- _Your task_:
Up to and including the line that contains "Another thing I'd", repeat each line of the data exactly, starting from the first.

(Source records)
PR #1599, opened 2023-04-13
Avoid long task lists

vondele:
they make some operations in fishtest much slower, and the db bigger. Additionally larger batches means less idle time at the end of the batch for workers, which is good.

### DIFF
--- a/server/fishtest/rundb.py
+++ b/server/fishtest/rundb.py
@@ -654,7 +654,7 @@ class RunDb:
         assert concurrency >= 1
         # as we have more tasks done (>250), make them longer to avoid
         # having many tasks in long running tests
-        scale_duration = 1 + (len(run["tasks"]) // 250)
+        scale_duration = 1 + min(4, len(run["tasks"]) // 250)
         games = self.task_duration * scale_duration / game_time * concurrency
         if "sprt" in run["args"]:
             batch_size = 2 * run["args"]["sprt"].get("batch_size", 1)
--- a/server/fishtest/rundb.py
+++ b/server/fishtest/rundb.py
@@ -93,7 +93,7 @@ class RunDb:
             print(f"Unable to obtain the port number. Error: {self.port}", flush=True)
         self.task_runs = []
 
-        self.task_duration = 900  # 15 minutes
+        self.task_duration = 1800  # 30 minutes
         self.ltc_lower_bound = 40  # Beware: this is used as a filter in an index!
         self.pt_info = {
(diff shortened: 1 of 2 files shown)


dubslow:
Another thing I'd like to see is to ensure that the batch size is a multiple of the worker concurrency.

For instance on the SMP VLTC tests, where I have a concurrency of 3, assigning a batch size of 7 or 8 is intensely silly and wasteful, not to mention the usual concerns about half-idle batches affecting frequency/hyperthreads and thus altering the effective TC.

vondele:
doesn't matter if the batch size is sufficiently long. The variations in game lengths are much larger.

ppigazzini:
Applied by hand on PROD.

dubslow:
On the other hand, as I stated, there are some cases where the batch size is not sufficiently long.

dubslow:
This PR does have an effect on the itp balancing, significantly increasing the latency of response to changing itp, but that should be a small effect outweighed by the benefit to the server. But we should keep an eye on it.

vondele:
> Applied by hand on PROD.

so, this works, larger tasks are being generated. Right now, as the tests have partially already >1000 tasks, the tasks generated are exceptionally large. For new tests, that will essentially never have that many tasks, the behavior will be OK.

xoto10:
How about the 800,000 limit, it was preventing more cores on some jobs with this set to 1000. Is there anything we can do about that?

vondele:
I think it might need a bit of a refinement. The quadratic scaling with task number gets too much, tasks get very large. So, I'll damp that down a bit. It will allow more workers to join a task. The 800k, maybe we can indeed increase it a bit. Let me have a look.

ppigazzini:
> I think it might need a bit of a refinement. The quadratic scaling with task number gets too much, tasks get very large. So, I'll damp that down a bit. It will allow more workers to join a task. The 800k, maybe we can indeed increase it a bit. Let me have a look.

Let me know if there is a change to be reloaded on PROD (or this was only a squash)

vondele:
This is somewhat different code. It doesn't need testing on PROD, but it is different from what we had on PROD before.

vondele:
so, based now on the experience gathered, I limit the growth of the batch size with task_id to a maximum of 5. This will help when many workers land to keep tasks available. 
Complements https://github.com/glinscott/fishtest/pull/1627

ppigazzini (approved):

ppigazzini:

- _Written answer_:
PR #1599, opened 2023-04-13
Avoid long task lists

vondele:
they make some operations in fishtest much slower, and the db bigger. Additionally larger batches means less idle time at the end of the batch for workers, which is good.

### DIFF
--- a/server/fishtest/rundb.py
+++ b/server/fishtest/rundb.py
@@ -654,7 +654,7 @@ class RunDb:
         assert concurrency >= 1
         # as we have more tasks done (>250), make them longer to avoid
         # having many tasks in long running tests
-        scale_duration = 1 + (len(run["tasks"]) // 250)
+        scale_duration = 1 + min(4, len(run["tasks"]) // 250)
         games = self.task_duration * scale_duration / game_time * concurrency
         if "sprt" in run["args"]:
             batch_size = 2 * run["args"]["sprt"].get("batch_size", 1)
--- a/server/fishtest/rundb.py
+++ b/server/fishtest/rundb.py
@@ -93,7 +93,7 @@ class RunDb:
             print(f"Unable to obtain the port number. Error: {self.port}", flush=True)
         self.task_runs = []
 
-        self.task_duration = 900  # 15 minutes
+        self.task_duration = 1800  # 30 minutes
         self.ltc_lower_bound = 40  # Beware: this is used as a filter in an index!
         self.pt_info = {
(diff shortened: 1 of 2 files shown)


dubslow:
Another thing I'd like to see is to ensure that the batch size is a multiple of the worker concurrency.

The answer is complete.